# Water riding in Splendora, TX



## hp488 (Sep 23, 2009)




----------



## filthyredneck (Feb 10, 2010)

:rockn:Nice vid:rockn:
Splendora is not far at all from my place, I live like 10 mins south of Cleveland on Hwy 321. Have to get up with you some time and go check that out.


----------



## hp488 (Sep 23, 2009)

I will send you a message the next time we head out there, the park is on 59 @ east river rd. If it ever rains that place will be alot of fun.


----------



## filthyredneck (Feb 10, 2010)

Aight man...I'll be lookin forward to that. Only thing is that I work shift work and I work 2 weekends and then off 2 weekends, so hopefully it works out to be an off weekend lol.


----------



## hp488 (Sep 23, 2009)

Did you get your bike back? If so how do you like that new lift? Hopefully it will workout so that you are off.


----------



## Y2DJ (Apr 19, 2009)

Very well done.


----------



## filthyredneck (Feb 10, 2010)

Yeah I picked it up from Shreveport on Friday...left there and went straight to Tyler with it and got some help to do my teryx gear swap finally. Last night I changed my secondary spring back over to the red and took the yellow out. Took it down to Crosby today...didnt do bad at all, comes up super easy now, and the lift still handles good....had it in 5+ feet of water several times.


----------



## Polaris425 (Dec 16, 2004)

Nice!! :rockn:


----------



## hp488 (Sep 23, 2009)

Y2DJ said:


> Very well done.


THANKS,


----------



## hp488 (Sep 23, 2009)

filthyredneck said:


> Yeah I picked it up from Shreveport on Friday...left there and went straight to Tyler with it and got some help to do my teryx gear swap finally. Last night I changed my secondary spring back over to the red and took the yellow out. Took it down to Crosby today...didnt do bad at all, comes up super easy now, and the lift still handles good....had it in 5+ feet of water several times.

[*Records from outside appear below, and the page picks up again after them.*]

PR #327, opened 2020-11-04
Use domhandler node interface in htmlparser2 adapter

TrySound:
Ref https://github.com/cheeriojs/cheerio/issues/1506

cc @fb55 @inikulin

Issue #211, opened 2017-08-17
Add code coverage metrics


inikulin:
html5-lib tests can benefit from this as well, since we can find code paths for which it doesn't have tests.

PR #362, opened 2021-12-12
Move fork back into main project

fb55:
Ivan thankfully added some contributors, and it's time to move my fork back into the main project. Not sure yet about the best approach, open to suggestions.

Things left to do:
- [x] Write changelog for this PR
- [x] Merge PRs this PR is based on (#327 and #351)
- [x] Rename packages back to their original names
- [x] Fix imports to point at compiled files, so we can publish

---

## Changelog:

- Ported to TypeScript
- Switched to npm workspaces, in favour of `lerna`
- Switched to Jest as the test runner
- Switched to the `entities` module for decoding entities
  - A version of parse5's decoding logic was adapted for `entities`. Adopting this dependency allows us to share the maintenance with the `entities` & `htmlparser2` modules.
- Moved the docs back to TSDoc comments
- Switched to the state machine pattern of `htmlparser2` for tokenizer
- No more mixins: Merged location & error mixins into the main classes
- Introduced tag IDs, to avoid branching over large numbers of strings.
- Introduced Maps and Sets where appropriate
- Switched the order of the formatted elements list
- Introduced array helpers in a lot of places
- Updated tests to no longer build objects of tests (used `describe`/`it` constructs instead)


wooorm:
It’s a bit hard to review (I also get that it would be too much work to do it in many separate PRs). Anything you want me to look at?

wooorm:
sounds good!

wooorm:
unsubscribing from this while you’re still working on it as it’s a bit noisy. Do ping me when it’s ready!

fb55:
@wooorm This should be good to go now!

fb55:
Also for merging — I am considering a _Squash and merge_, what do you think?

wooorm:
I’m in favor of always squashing. I think the conversation of how a PR came to be should not be in the commits, as the discussion can be seen on the PR page.

With examples, I strongly prefer https://github.com/nodejs/node/commits/master over https://github.com/github/opensource.guide/commits/main

.eslintrc.json
```diff
@@ -2,7 +2,7 @@
     "env": {
         "es2020": true,
         "node": true,
-        "mocha": true
+        "jest": true
```
wooorm, line 5: I would rather use a different test mechanism, such as https://github.com/lukeed/uvu or maybe https://github.com/davidmarkclements/brittle.
Jest has a ton of problems with ESM, injects stuff, and provides much more overhead that needed

bench/package.json
```diff
@@ -1,15 +1,16 @@
...
     "description": "parse5 regression benchmarks",
     "author": "Ivan Nikulin <ifaaan@gmail.com>",
     "license": "MIT",
     "dependencies": {
         "benchmark": "^2.1.4",
-        "human-format": "^0.7.0",
+        "human-format": "^0.11.0",
         "@airbnb/node-memwatch": "^2.0.0",
-        "parse5": "*",
+        "parse5": "npm:parse5",
```
wooorm, line 13: Why?

lerna.json
```diff
@@ -1,5 +1,5 @@
 {
```
wooorm, line 1: Is lerna still needed?

package.json
```diff
@@ -2,41 +2,69 @@
     "name": "parse5-build-scripts",
     "private": true,
     "type": "module",
+    "workspaces": [
+        "packages/*",
+        "bench"
+    ],
     "devDependencies": {
+        "@types/dedent": "^0.7.0",
+        "@types/jest": "^27.4.0",
```
wooorm, line 11: How about loosening versions, e.g. `^27.0.0`, if they aren’t needed. It produces less noise in package(-lock) diffs and gives npm more room to choose what to install leading to less duplicates

package.json
```diff
@@ -2,41 +2,69 @@
...
+        "typescript": "^4.5.4"
     },
     "scripts": {
-        "build": "lerna run build",
-        "format": "prettier --write \"{packages/*/{lib,test}/**/*.js,{bench,test,scripts}/**/*.js}\"",
-        "bootstrap": "lerna bootstrap --no-ci",
-        "lint": "eslint --ext js .",
-        "unit-tests": "mocha --ui tdd --reporter progress --timeout 20000 packages/**/test/*.test.js",
+        "build": "npm run build --workspaces --if-present",
+        "prettier": "prettier '**/*.{js,ts,md,json,yml}'",
```
wooorm, line 29:
```suggestion
        "prettier": "prettier '**/*.{js,ts,md,json,yml}' --loglevel warn",
```

This prevents it from listing all the files it touches (most tools such as eslint don’t print that either)

packages/parse5-html-rewriting-stream/docs/index.md
```diff
@@ -1,163 +1,5 @@
 # Class: RewritingStream
 
-Streaming [SAX](https://en.wikipedia.org/wiki/Simple_API_for_XML)-style HTML rewriter. A [transform stream](https://nodejs.org/api/stream.html#stream_class_stream_transform) (which means you can pipe _through_ it, see example).
```
wooorm, line 3: Why remove docs?

tsconfig.json
```diff
@@ -1,18 +1,26 @@
 {
     "compilerOptions": {
-        "target": "es2020",
-        "module": "es2020",
+        "target": "es2019",
```
wooorm: why?

tsconfig.json
```diff
@@ -1,18 +1,26 @@
...
+        "allowSyntheticDefaultImports": true,
+
+        "outDir": "build",
+        "baseUrl": ".",
+        "paths": {
+            "parse5/dist/*": ["packages/parse5/lib/*"],
+            "parse5-sax-parser/dist/*": ["packages/parse5-sax-parser/lib/*"],
+            "parse5-htmlparser2-tree-adapter/dist/*": ["packages/parse5-htmlparser2-tree-adapter/lib/*"],
+            "parse5-parser-stream/dist/*": ["packages/parse5-parser-stream/lib/*"]
+        }
```
wooorm: `skipLibCheck: true` maybe?

tsconfig.json
```diff
@@ -1,18 +1,26 @@
 {
     "compilerOptions": {
-        "target": "es2020",
-        "module": "es2020",
+        "target": "es2019",
+        "module": "esnext",
```
wooorm: also: why?

packages/parse5-parser-stream/docs/index.md
```diff
@@ -1,45 +1,5 @@
 # Class: ParserStream
 
-Streaming HTML parser with scripting support. A [writable stream](https://nodejs.org/api/stream.html#stream_class_stream_writable).
```
wooorm, line 3: Why?

packages/parse5-sax-parser/docs/index.md
```diff
@@ -1,40 +1,5 @@
 # Class: SAXParser
 
-Streaming [SAX](https://en.wikipedia.org/wiki/Simple_API_for_XML)-style HTML parser. A [transform stream](https://nodejs.org/api/stream.html#stream_class_stream_transform) (which means you can pipe _through_ it, see example).
```
wooorm, line 3: Why?

packages/parse5-test-utils/data/parser-feedback/entities01.test
```diff
@@ -60,6 +60,26 @@
                 ]
             ]
         },
+        {
```
wooorm, line 63: Could this one be added in a separate PR, to emphasize that something important was fixed?

packages/parse5-test-utils/data/parser-feedback/noscript01.test
```diff
@@ -0,0 +1,436 @@
+{
+    "tests": [
```
wooorm, line 2: also maybe add later?

packages/parse5-test-utils/data/parser-feedback/tests16.test
```diff
@@ -2009,6 +2009,83 @@
                 ]
             ]
         },
+        {
```
wooorm, line 2012: add later?

packages/parse5-test-utils/data/parser-feedback/tests25.test
```diff
@@ -378,6 +378,153 @@
                 ]
             ]
         },
+        {
```
wooorm, line 381: later

packages/parse5-test-utils/data/parser-feedback/tests5.test
```diff
@@ -382,6 +382,33 @@
                 ]
             ]
         },
+        {
```
wooorm, line 385: later

packages/parse5-test-utils/data/parser-feedback/tests6.test
```diff
@@ -134,8 +134,8 @@
             ]
         },
         {
```
wooorm, line 136: Later

wooorm: Also: why is `\r` no longer supported?!

packages/parse5-test-utils/data/parser-feedback/tests7.test
```diff
@@ -427,8 +427,8 @@
             ]
         },
         {
-            "description": "<!doctype html><listing>\\r\\nX</listing>",
-            "input": "<!doctype html><listing>\r\nX</listing>",
+            "description": "<!doctype html><listing>\\nX</listing>",
```
wooorm, line 430: same as previous

packages/parse5-test-utils/data/parser-feedback/tests8.test
```diff
@@ -1,8 +1,8 @@
 {
     "tests": [
         {
-            "description": "<div>\\r\\n<div></div>\\r\\n</span>x",
-            "input": "<div>\r\n<div></div>\r\n</span>x",
+            "description": "<div>\\n<div></div>\\n</span>x",
```
wooorm, line 4: same as previous

packages/parse5-test-utils/data/parser-feedback/webkit02.test
```diff
@@ -56,6 +56,49 @@
                 ]
             ]
         },
+        {
```
wooorm, line 59: add in another PR

packages/parse5/package.json
```diff
@@ -6,6 +6,12 @@
     "author": "Ivan Nikulin <ifaaan@gmail.com> (https://github.com/inikulin)",
     "contributors": "https://github.com/inikulin/parse5/graphs/contributors",
     "homepage": "https://github.com/inikulin/parse5",
+    "scripts": {
+        "build": "rm -r dist; tsc"
+    },
+    "dependencies": {
+        "entities": "^3.0.1"
```
wooorm:
```suggestion
        "entities": "^3.0.0"
```

packages/parse5/docs/index.md
```diff
@@ -1,111 +0,0 @@
-# parse5
```
wooorm, line 1: Should all this information be moved to the readme?

packages/parse5-test-utils/package.json
```diff
@@ -0,0 +1,9 @@
+{
```
wooorm, line 1: Why move this? E.g., `bench` is also a package, but not placed in `packages/`.

When I now look in `packages/`, in part due to the location and also its name, `parse6-test-utils` sounds like something that’s published to npm and consumable for others.

Maybe a different name, or move it elsewhere?

wooorm (commented):
Here’s my review, coming in from nothing, of your changes.
**I did not yet look ts/js code, I’ll do that another time, I looked at everything else first**

bench/package.json
fb55: The `perf` benchmark compares the published module (from NPM) to the unreleased module. Because we are now using NPM workspaces, the original entry would have pulled in the unreleased module from the `packages` directory. By explicitly asking for the NPM module here, we work around that issue.

lerna.json
fb55: I haven't dealt with NPM workspaces in the context of a published module yet. My guess is no, lerna is no longer needed. I kept it around in case publishing becomes complicated for some reason.

package.json
fb55: Didn't know about this, thanks for flagging!

packages/parse5-html-rewriting-stream/docs/index.md
fb55: I moved a lot of the docs to JSDoc, which will make them accessible from editors. I haven't figured out how to document events yet, but that's the only reason why the original docs are still around.

@43081j — Do you have a suggestion of how to tackle events in JSDoc?

tsconfig.json
fb55: Node 12 needs es2019 as the target, according to https://github.com/microsoft/TypeScript/wiki/Node-Target-Mapping#node-12

packages/parse5-test-utils/data/parser-feedback/entities01.test
fb55: This was generated by the parser feedback generation script. Nothing fixed here, it just seems like that script wasn't run for a while and had some catching up to do.

packages/parse5-test-utils/data/parser-feedback/tests6.test
fb55: They were removed by the script. Seems like a change in the upstream test data that this is derived from.

packages/parse5-test-utils/package.json
fb55: Good point, I will move it back.

packages/parse5-test-utils/data/parser-feedback/entities01.test
fb55: As this isn't linked to any code changes, I'm open to reverting this. There were some actually breaking changes generated by the script, which I simply didn't include for now.

43081j:
ill try go through it this weekend.

for ongoing changes in the fork, is your plan to re-merge those back into here once they land? e.g. we still didn't manage to figure the strong typing of adapters out. so we should merge what we have but update them in a separate PR here

.eslintrc.json
43081j: i would recommend uvu but keep in mind it has no reporting functionality for if we want better test results in PRs (i.e. a format github integrations can understand). either way we should probably tackle that in a separate pr since this is already a monolith

fb55:
> for ongoing changes in the fork, is your plan to re-merge those back into here once they land? e.g. we still didn't manage to figure the strong typing of adapters out. so we should merge what we have but update them in a separate PR here

Let's do that in the main repo? I don't think there is much to gain by maintaining the fork.

.eslintrc.json
```diff
@@ -30,10 +30,26 @@
         "unicorn/no-array-reduce": "off",
         "unicorn/no-for-loop": "off",
         "unicorn/consistent-destructuring": "off",
-        "unicorn/prefer-switch": ["error", { "emptyDefaultCase": "do-nothing-comment" }],
-        "unicorn/number-literal-case": "off"
+        "unicorn/prefer-switch": ["error", { "emptyDefaultCase": "do-nothing-comment" }]
```
43081j, line 33: arguably we could just drop this dependency at some point since we pull it in for one minor rule we probably don't really need

.eslintrc.json
fb55: Agreed that Jest isn't great with ESM. I generally like the batteries-included approach, especially when we want to tackle issues such as #211.

.husky/pre-commit
```diff
@@ -0,0 +1,4 @@
+#!/bin/sh
+. "$(dirname "$0")/_/husky.sh"
+
+npm run pre-commit
```
43081j, line 4: probably worth upgrading husky at some point in a separate PR

fb55: Husky is already upgraded to the latest version as part of this PR. That's why this file is needed.

43081j: ah ignore me, this _is_ the new one!

packages/parse5-html-rewriting-stream/docs/index.md
43081j: events are a little odd in jsdoc, we can specify something like a `@fires` tag but that should also mean we define the event's type somewhere with `@event`. not entirely sure what convention vscode will look for though.

43081j:
yeah thats fair. ill open a new PR for the adapter types as a draft and see if i can figure it out. some middle ground exists somewhere im sure of it 😂 

if either of us can remember any unsolved issues i think we should open equivalents in this repo when we get time

packages/parse5-html-rewriting-stream/package.json
```diff
@@ -6,6 +6,9 @@
     "author": "Ivan Nikulin <ifaaan@gmail.com> (https://github.com/inikulin)",
     "contributors": "https://github.com/inikulin/parse5/graphs/contributors",
     "homepage": "https://github.com/inikulin/parse5",
+    "scripts": {
+        "build": "rm -r dist; tsc"
```
43081j, line 10: for sake of improving DX we may want to use rimraf or something so windows based contributors can get this building

.eslintrc.json
43081j: yeah i agree. if we did use uvu, uvu and c8/istanbul usually works alright and we would have coverage integration. but we wouldn't have any useful test results output (and unfortunately the uvu author seems to be against introducing that)

.eslintrc.json
```diff
@@ -2,7 +2,7 @@
     "env": {
         "es2020": true,
         "node": true,
-        "mocha": true
+        "jest": true
     },
     "extends": ["eslint:recommended", "prettier", "plugin:unicorn/recommended"],
```
43081j, line 7: at some point we should introduce `plugin:@typescript-eslint/recommended` but it'll need its own rather large cleanup PR i think since i suspect there's a fair amount of recommended rules we don't yet follow (but should)

fb55: That's done as an override below

.eslintrc.json
wooorm: Chromium has native coverage testing, which a small tool like [c8](https://github.com/bcoe/c8#readme) can expose.
Tape, brittle, uvu all support coverage

lerna.json
wooorm: All the npm commands now have a `--workspaces` flag, so you can use that to update versions (or do it manually), and use it to publish!

I’d say remove lerna?

packages/parse5-html-rewriting-stream/docs/index.md
wooorm: Not everyone uses TypeScript, and not everyone learns how projects work by reading the code.
I personally have an **really** hard time dealing with projects that don’t have docs. While the current docs are scattered, I’m :-1: on removing most/all docs.

packages/parse5-test-utils/data/parser-feedback/entities01.test
wooorm: Yeah, :+1: on that

packages/parse5-test-utils/data/parser-feedback/tests6.test
wooorm: weird

packages/parse5-test-utils/package.json
fb55: Done

packages/parse5-html-rewriting-stream/package.json
fb55: Thanks for flagging! I realised I could use `tic --build --clean` instead.

.eslintrc.json
43081j: i expected a lot more fixing up to get those rules passing, nice work

packages/parse5-htmlparser2-tree-adapter/lib/index.ts
```diff
@@ -0,0 +1,264 @@
...
+}
+
+export function setDocumentType(
+    document: Document,
+    name: string | null,
+    publicId: string | null,
+    systemId: string | null
+): void {
+    const data = doctype.serializeContent(name, publicId, systemId);
+    let doctypeNode = document.children.find(
```
43081j, line 114: you can drop the cast if you use type predicate: `find((node): node is ProcessingInstruction => ...)`

packages/parse5-htmlparser2-tree-adapter/lib/index.ts
```diff
@@ -0,0 +1,264 @@
...
+    }
+}
+
+export function adoptAttributes(recipient: Element, attrs: Attribute[]): void {
+    for (let i = 0; i < attrs.length; i++) {
+        const attrName = attrs[i].name;
+
+        if (typeof recipient.attribs[attrName] === 'undefined') {
+            recipient.attribs[attrName] = attrs[i].value;
+            recipient['x-attribsNamespace']![attrName] = attrs[i].namespace!;
```
43081j, line 185: typescript-eslint should warn on non-null assertions, it would be good if one day we can get rid of these. IIRC there's a lot of them, since the original source made a lot of assumptions about what has executed beforehand. just a note anyway, may open an issue so we don't forget

packages/parse5-htmlparser2-tree-adapter/lib/index.ts
```diff
@@ -0,0 +1,264 @@
...
+    return node.sourceCodeLocation as ElementLocation | null | undefined;
+}
+
+export function updateNodeSourceCodeLocation(node: Node, endLocation: Partial<ElementLocation>): void {
+    if (endLocation.endOffset != null) node.endIndex = endLocation.endOffset;
+
+    node.sourceCodeLocation = {
+        ...node.sourceCodeLocation,
+        ...endLocation,
+    } as any;
```
43081j, line 263: what happens when you don't cast this? would be good to get it working with a strong type

another future nice to have too: no-explicit-any rule and drop all the usages 🙏

packages/parse5-parser-stream/lib/index.ts
```diff
@@ -0,0 +1,105 @@
...
+    private lastChunkWritten = false;
+    private writeCallback: null | (() => void) = null;
+    private pausedByScript = false;
+
+    public parser: Parser<T>;
+    private pendingHtmlInsertions: string[] = [];
+    /** The resulting document node. */
+    public document: T['document'];
+
+    constructor(options?: ParserOptions<T>) {
```
43081j, line 39: another one for future: require accessibility modifiers on all methods/properties (will open an issue for these)

packages/parse5-parser-stream/lib/index.ts
```diff
@@ -0,0 +1,105 @@
...
+
+        this.writeCallback = callback;
+        this.parser.tokenizer.write(chunk, this.lastChunkWritten);
+        this._runParsingLoop();
+    }
+
+    // TODO [engine:node@>=16]: Due to issues with Node < 16, we are overriding `end` instead of `_final`.
+
+    // eslint-disable-next-line @typescript-eslint/no-explicit-any
+    override end(chunk?: any, encoding?: any, callback?: any): any {
```
43081j, line 62: it would be good to drop the `any`, its a shame this one of node's typical overloaded methods, but it could be this i think:

```ts
override end(cb?: () => void): Writable;
override end(chunk?: any, cb?: () => void): Writable;
override end(
  chunk?: any, // not sure we can get rid, the DT types need fixing so this is `unknown`
  encoding: BufferEncoding,
  cb?: () => void
): Writable;
```

the base one has those 3 overloads. i suppose these all being any is why the compiler allowed it

packages/parse5-parser-stream/lib/index.ts
43081j: opened #376

packages/parse5-parser-stream/lib/index.ts
```diff
@@ -0,0 +1,105 @@
...
+        this.lastChunkWritten = true;
+        super.end(chunk || '', encoding, callback);
+    }
+
+    //Scriptable parser implementation
+    private _runParsingLoop(): void {
+        this.parser.runParsingLoopForCurrentChunk(this.writeCallback, this._scriptHandler);
+    }
+
+    private _resume = (): void => {
```
43081j, line 72: don't suppose you know why these are all properties rather than methods? we should be able to pass a method as a script handler since it still matches the signature

packages/parse5-plain-text-conversion-stream/lib/index.ts
```diff
@@ -0,0 +1,39 @@
+import type { ParserOptions } from 'parse5/dist/parser/index.js';
```
43081j, line 1: whats going on with these paths? do we  not export them at the root? i.e. `'parse5'`

similarly, the tree adapter interface has no extension but these do

packages/parse5-parser-stream/lib/index.ts
fb55: If we passed methods below, we wouldn't get a binding of the `this` value. Using arrow functions works around that.

packages/parse5-parser-stream/lib/index.ts
fb55: Agreed that the code is currently super hacky. In Node < 16, trailing data would not be parsed properly, which is made me revert my previous beautiful `_final` override. The code is now equivalent to what was there before.

The [expiring comment](https://github.com/sindresorhus/eslint-plugin-unicorn/blob/main/docs/rules/expiring-todo-comments.md) above will start failing once failing Node versions are no longer supported, which is why I'd leave things the way they are for now.

packages/parse5-htmlparser2-tree-adapter/lib/index.ts
fb55: I still have to add `startTag` and `endTag` in my types for `domhandler`.

lerna.json
fb55: Removed lerna

packages/parse5-test-utils/data/parser-feedback/webkit02.test
fb55: Reverted

packages/parse5-test-utils/data/parser-feedback/entities01.test
fb55: Done

packages/parse5-html-rewriting-stream/docs/index.md
fb55: The previous docs were already generated from TypeScript types, using `typedoc-plugin-markdown`. I would set up a website that makes them consumable outside of TypeScript, similar to http://cheerio.js.org

.eslintrc.json
fb55: Let's follow James' suggestion to tackle this in a separate PR. c8 seems super interesting, curious to see how that would look in a proper project.

packages/parse5/docs/index.md
fb55: The READMEs should definitely be extended a bit. Generated docs like this could also just live in their own space, eg. a website.

packages/parse5-htmlparser2-tree-adapter/lib/index.ts
43081j: ah i get you. maybe you can at least cast it as the thing it wants (which may require a prior `as unknown`, i.e. `as unknown as ActualType`).

and possibly leave a TODO on it? so we don't forget

43081j:
> 48 / 162 files viewed

getting there gradually 👀 

i'll open issues for stuff we want to do separately too (have already done a couple of linting etc). looks good so far though

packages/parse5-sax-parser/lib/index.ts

How much of a difference did the teryx gear swap make? Might be interested in doing it.


----------



## hp488 (Sep 23, 2009)

filthyredneck said:


> Yeah I picked it up from Shreveport on Friday...left there and went straight to Tyler with it and got some help to do my teryx gear swap finally. Last night I changed my secondary spring back over to the red and took the yellow out. Took it down to Crosby today...didnt do bad at all, comes up super easy now, and the lift still handles good....had it in 5+ feet of water several times.


How dry was Crosby when you were out there?


----------



## gpinjason (Nov 10, 2009)

hp488 said:


> How dry was Crosby when you were out there?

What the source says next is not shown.